PR #1762, opened 2026-06-11
Fixes #1761: Add Fedora Rawhide RISC-V

### LINKED ISSUE #1761: Add Fedora Rawhide RISC-V
Add Fedora Rawhide RISC-V to mock-core-configs

jasonmontleon:


mock-core-configs/etc/mock/fedora-rawhide-riscv64.cfg
```diff
@@ -0,0 +1,4 @@
+config_opts['target_arch'] = 'riscv64'
+config_opts['legal_host_arches'] = ('riscv64',)
```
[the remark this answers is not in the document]
jasonmontleon: This runs counter to the other fedora-rawhide configs for other architectures.

jasonmontleon:
I adjusted the existing template name and configs so that it would be more in sync with the other fedora-branched/fedora-rawhide template names. If it's not desired I can switch it back, just let me know.

mock-core-configs/etc/mock/templates/fedora-branched-riscv64.tpl
```diff
@@ -34,7 +34,7 @@ user_agent={{ user_agent }}
 name=local
 baseurl=https://riscv-koji.fedoraproject.org/repos/f{{ releasever }}-build/latest/riscv64/
 gpgcheck=0
-enabled=1
+enabled=0
```
praiskup, line 37: If `local` is disabled, where are the RPMs coming from?

praiskup:
Thank you for the progress, Jason.

mock-core-configs/etc/mock/templates/fedora-branched-riscv64.tpl
davidlt: There are two repos: dist-repos (distribution repositories) with Fedora COMPS and Fedora Koji working repos (minimal COMPS). So `local` repos point to `fXY-build` which is Koji internal tag and these are "working repos". Simply put using those repos is like building in Koji directly, it doesn't contain Fedora full COMPS.

So the question if:
- Should stable/branched released use dist-repos (stable repos) with full Fedora COMPS?
- Should Rawhide (not-branched) use Koji direct repos (since typically those don't have distro repos available until later in time).

praiskup: > Should stable/branched released use dist-repos (stable repos) with full Fedora COMPS?

If they are available already, please, yes!  Otherwise, we need to continue building from Koji (it doesn't make sense to have a non-working Mock config IMO).

> Should Rawhide (not-branched) use Koji direct repos (since typically those don't have distro repos available until later in time).

I'd say the same rules apply to both Fedora Rawhide and branched.

davidlt: We typically generate dist-repos quite late Fedora XY cycle. Usually that's after it gets branched. Initial months  are only Koji working repos.

In this particular case I generated dist-repos for Rawhide, but it's almost identical to F44 (branched). It should be stable. I probably not gonna upgrade it until Rawhide/F45 gets into a good shape. Thus anyone targeting their work Rawhide/F45 should use Koji working repos (local).

praiskup: Ok, thank you for the explanation.

Seems there's `fedora` repo which has `enabled=1`.  This seems fine to me.

mock-core-configs/etc/mock/templates/fedora-branched-riscv64.tpl
```diff
@@ -1,7 +1,7 @@
 config_opts['root'] = 'fedora-{{ releasever }}-{{ target_arch }}'
 
 config_opts['description'] = 'Fedora {{ releasever }} RISC-V'
-config_opts['chroot_setup_cmd'] = 'install @build'
+config_opts['chroot_setup_cmd'] = 'install buildsys-build'
```
praiskup: I'm getting a build failure:
```
ERROR: Exception(/tmp/quick-package/dummy-pkg-20260619_1740-1.src.rpm) Config(fedora-44-riscv64) 0 minutes 14 seconds
INFO: Results and/or logs in: /var/lib/mock/fedora-44-riscv64/result
ERROR: Command failed: 
 # /usr/bin/dnf5 --installroot /var/lib/mock/fedora-44-riscv64/root/ --releasever 44 install buildsys-build --setopt=deltarpm=False --setopt=allow_vendor_change=yes --allowerasing --forcearch riscv64 --setopt=tsflags=nocontexts
Updating and loading repositories:
 fedora                                 100% |   1.8 MiB/s |  14.3 MiB |  00m08s
Repositories loaded.
Failed to resolve the transaction:
No match for argument: buildsys-build
You can try to add to command line:
  --skip-unavailable to skip unavailable packages
```

davidlt: Looking at https://riscv-koji.fedoraproject.org/repos-dist/f44/latest/groups/comps.xml it should be OK:
```
<group>
<id>buildsys-build</id>
<name>Buildsystem building group</name>
```
Ah, isn't it missing `@` for the group? Thus it attempted to install non-existing package instead.

jasonmontleon: It was the `@` missing. I fixed the template, tested successfully, and have pushed it. I tested rawhide successfully again as well.

praiskup:
Thank you.

Issue #684, opened 2020-12-25
Optional support for polkit (additionally to usermode)?


robert-scheck:
I wonder if there is a chance for optional polkit support (at least additionally to existing usermode support) at mock?

xsuchy:
I tried that - not so long time ago. I hit the lack of documentation and IIRC lack of some features. After discussion with package maintainer of polkit, I decided to stay with usermode.

If anyone want to try to investigate current situation, file PR and discuss potentially missing features with polkit developers - feel free to do it.

robert-scheck:
So what are the missing features at polkit?

xsuchy:
IIRC we need to handle ENV. Propagate some, filter out some, set some.

PR #1763, opened 2026-06-12
Include support for polkit

rajibade:
This is only applicable if the PR to support vars in polkit is accepted.

@xsuchy Per your previous attempt, what didn't get addressed to allow for this support? does the changes in the polkit PR help?

Polkit feature request: https://github.com/polkit-org/polkit/pull/672
Addresses: https://github.com/rpm-software-management/mock/issues/684


xsuchy:
AFAIK consolehelper still does not support passing the env vars and other things we have in consolehelper configs. 
But I am not against having it as option during the build of RPM - with disabled by default.

I will do a full review later next week.

rajibade:
Yeah that was what I was hoping to fix with this. I put up the PR to the polkit maintainers, that should help with passing env vars. check above. is there any other thing aside from the vars? and yes, this PR adds it to the spec file disabled by default.

rajibade:
@xsuchy any chance to take a look at this yet?

xsuchy:
I have no objections. 
Can I only ask you to edit the release notes files to be more verbose: state this is experimental and likely miss features that consolehelper has. It is disabled by default and how it can be enabled (if somebody wants to try it).

rajibade:
Okay thanks. Yeah I can. I'm hopeful that the PR to the polkit maintainers should put it on par with consolehelper, but happy to do more testing with it later when that's out

mock/mock.spec
```diff
@@ -31,13 +32,19 @@ URL: https://github.com/rpm-software-management/mock/
 BuildArch: noarch
 Requires: tar
 Requires: pigz
+%if %{without polkit}
```
praiskup, line 35: Are you sure you want to have this disabled by default?

mock/mock.spec
```diff
@@ -1,5 +1,6 @@
 %bcond_with lint
 %bcond_without tests
+%bcond_with polkit
```
praiskup, line 3: Are you sure you want to have this disabled by default?

xsuchy: I think this is wanted. At least for me this is a MUST in this state of polkit.

praiskup:
OK, looks good to me anyway. Thank you for the patch!

mock/mock.spec
rajibade: Yeah I agree on keeping this disabled. the polkit support isn't merged yet

rajibade:
Aw didn't get to update the release-notes on this. sorry.

PR #692, opened 2021-03-06
Save stream to body if StreamRequest errors

### LINKED ISSUE #691: If StreamRequest fails, received data is lost
Julia 1.5.3
HTTP.jl 0.9.5

When doing a get request with a `response_stream`, if it fails any response is lost. This means that some of the error information can be lost.

For example, when using `AWSS3.jl` to stream a file to a local file, if the file name is wrong the request returns a 404 error but no information (it was in the BufferStream). The stream data actually contains a useful error message saying the file doesn't exist, but this is lost in the exception handling.

A fix would be to read the `response_stream` if the `StatusRequest` has errored and add it to the `response.body`. I'll put up a PR for discussion.

Ref: https://github.com/JuliaCloud/AWS.jl/pull/304

mmiller-max:
I don't know if this behaviour is always desirable, but if so it is useful to add the streamed data to the response body if a `StreamRequest` errors.

If this seems good to people here, I can add some documentation/tests for this.

Closes #691

### DIFF
--- a/src/StreamRequest.jl
+++ b/src/StreamRequest.jl
@@ -66,6 +66,7 @@ function request(::Type{StreamLayer{Next}}, io::IO, req::Request, body;
                 @debug 2 "client startread"
                 startread(http)
                 readbody(http, response, response_stream, reached_redirect_limit)
+                iserror(response) && save_response_stream!(response, response_stream)
             else
                 iofunction(http)
             end
@@ -149,6 +150,15 @@ function readbody(http::Stream, res::Response, response_stream, reached_redirect
             close(response_stream)
         end
     end
+end
+
+function save_response_stream!(response::Response, response_stream)
+    resp = UInt8[]
+    response_stream_copy = deepcopy(response_stream)
+    while !eof(response_stream_copy)
+        append!(resp, readavailable(response_stream_copy))
+    end
+    response.body = resp
 end
 
 end # module StreamRequest


src/StreamRequest.jl
```diff
@@ -151,4 +152,13 @@ function readbody(http::Stream, res::Response, response_stream, reached_redirect
     end
 end
 
+function save_response_stream!(response::Response, response_stream)
+    resp = UInt8[]
+    response_stream_copy = deepcopy(response_stream)
```
quinnj, line 157: why the `deepcopy` here?

quinnj:
It looks like the tests are failing on a method error `eof(::Nothing)`, so we might need an additional guard in there like we have for `readbody`. I'll admit I don't entirely follow the reasoning for why this is needed; specifically, it's not clear why the response body wouldn't be set from `readbody` even if the request resulted in an error? Could you perhaps provide a more extended example of where/why this fails?

mmiller-max:
Thanks for taking a look, yep of course, sorry it wasn't clear.

My use case for this was using `s3_get_file` from the `AWSS3` package. This function uses a `StreamRequest` by passing a `Base.BufferStream` to the `response_stream` kwarg of `HTTP.request`.

When one attempts to use `s3_get_file` to get a file that doesn't exist, AWS returns a 404 and `XML` formatted text saying that the specified key does not exist, and `HTTP.jl` throws the exception due to the 404. However this `XML` content is in the `BufferStream` and not in the message body, which contains `[Message Body was streamed]`. As `HTTP.jl` throws an exception, the `BufferStream` is never returned and the text from AWS is effectively lost. `AWS.jl` doesn't then know the source of the error when it tries to interpret and can only show the user a less useful 404 exception like this:

```Julia
julia> s3_get_file(config, bucket, "//a//","a")
ERROR: AWS.AWSExceptions.AWSException("404", "AWSException", Dict{String,Dict}(), HTTP.ExceptionRequest.StatusError(404, "GET", "/bucket///a//?return_stream=true", HTTP.Messages.Response:
"""
HTTP/1.1 404 Not Found
x-amz-request-id: 
x-amz-id-2: 
Content-Type: application/xml
Transfer-Encoding: chunked
Date: Wed, 10 Mar 2021 03:31:11 GMT
Server: AmazonS3

[Message Body was streamed]"""))
```

With this PR, when the stream request fails, the stream is read to the `body` so that it is not lost and can be used by downstream packages as part of the error reporting. For example, with this PR, the error message for an incorrect file looks like this:

```Julia
julia> s3_get_file(config, bucket, "//a//","a")
ERROR: AWS.AWSExceptions.AWSException("NoSuchKey", "The specified key does not exist.", EzXML.Document(EzXML.Node(<DOCUMENT_NODE@0x00007fd392859650>)), HTTP.ExceptionRequest.StatusError(404, "GET", "/bucket///a//?return_stream=true", HTTP.Messages.Response:
"""
HTTP/1.1 404 Not Found
x-amz-request-id:
x-amz-id-2:
Content-Type: application/xml
Transfer-Encoding: chunked
Date: Wed, 10 Mar 2021 03:33:33 GMT
Server: AmazonS3

<?xml version="1.0" encoding="UTF-8"?>
<Error><Code>NoSuchKey</Code><Message>The specified key does not exist.</Message><Key>//a//</Key><RequestId></RequestId><HostId></HostId></Error>"""))
```

Note, the examples here were performed using the branch of `AWS.jl` from this PR: https://github.com/JuliaCloud/AWS.jl/pull/304

Hope that's clearer.

This may not be the right fix, perhaps it is better than if a user performs a `StreamRequest` and it throws an exception then the user should expect to not get any information and handle it themselves based on the status code. Or maybe this should be optional behaviour? Interested to hear your thoughts on this!

src/StreamRequest.jl
mmiller-max: I didn't want to alter `response_stream` in case it's used elsewhere. But I don't think it is, so could be safe to remove

quinnj:
Thanks for the detailed explanation, that helps explain the approach you're taking here. The main question I have is that if AWS.jl is passing in the Base.BufferStream, it seems like they should be able to read it to get the error response, even in the case of an error? I'm not sure if [this](https://github.com/JuliaCloud/AWSCore.jl/blob/master/src/http.jl) is the right place, but at least from what I'm understanding, the response error is actually in the BufferStream, and it's just a matter of reading it. Let me know if that makes sense.

quinnj:
cc: @mattBrzezinski ^^

mmiller-max:
Oh yeah that completely makes sense, I hadn't thought about how the BufferStream would actually still be available, whoops!  Adding in something similar to this PR [here](https://github.com/JuliaCloud/AWS.jl/blob/b24e9cd54bc5e798919e4898217f5cc51866aa70/src/AWS.jl#L377) seems to do the trick. Will discuss over at `AWS.jl`. Cheers @quinnj 

As for this PR/the related issue, will close them both as I don't think makes sense to include this in HTTP with your solution above. That all good with you?

quinnj:
Yes, that all sounds fine to me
+ + + + +
| TASK TO COMPLETE |
The lines from the beginning of the records through the line containing "- Should Rawhide" should be reproduced exactly. Include nothing else.

| WRITTEN ANSWER |
PR #1762, opened 2026-06-11
Fixes #1761: Add Fedora Rawhide RISC-V

### LINKED ISSUE #1761: Add Fedora Rawhide RISC-V
Add Fedora Rawhide RISC-V to mock-core-configs

jasonmontleon:


mock-core-configs/etc/mock/fedora-rawhide-riscv64.cfg
```diff
@@ -0,0 +1,4 @@
+config_opts['target_arch'] = 'riscv64'
+config_opts['legal_host_arches'] = ('riscv64',)
```
[the remark this answers is not in the document]
jasonmontleon: This runs counter to the other fedora-rawhide configs for other architectures.

jasonmontleon:
I adjusted the existing template name and configs so that it would be more in sync with the other fedora-branched/fedora-rawhide template names. If it's not desired I can switch it back, just let me know.

mock-core-configs/etc/mock/templates/fedora-branched-riscv64.tpl
```diff
@@ -34,7 +34,7 @@ user_agent={{ user_agent }}
 name=local
 baseurl=https://riscv-koji.fedoraproject.org/repos/f{{ releasever }}-build/latest/riscv64/
 gpgcheck=0
-enabled=1
+enabled=0
```
praiskup, line 37: If `local` is disabled, where are the RPMs coming from?

praiskup:
Thank you for the progress, Jason.

mock-core-configs/etc/mock/templates/fedora-branched-riscv64.tpl
davidlt: There are two repos: dist-repos (distribution repositories) with Fedora COMPS and Fedora Koji working repos (minimal COMPS). So `local` repos point to `fXY-build` which is Koji internal tag and these are "working repos". Simply put using those repos is like building in Koji directly, it doesn't contain Fedora full COMPS.

So the question if:
- Should stable/branched released use dist-repos (stable repos) with full Fedora COMPS?
- Should Rawhide (not-branched) use Koji direct repos (since typically those don't have distro repos available until later in time).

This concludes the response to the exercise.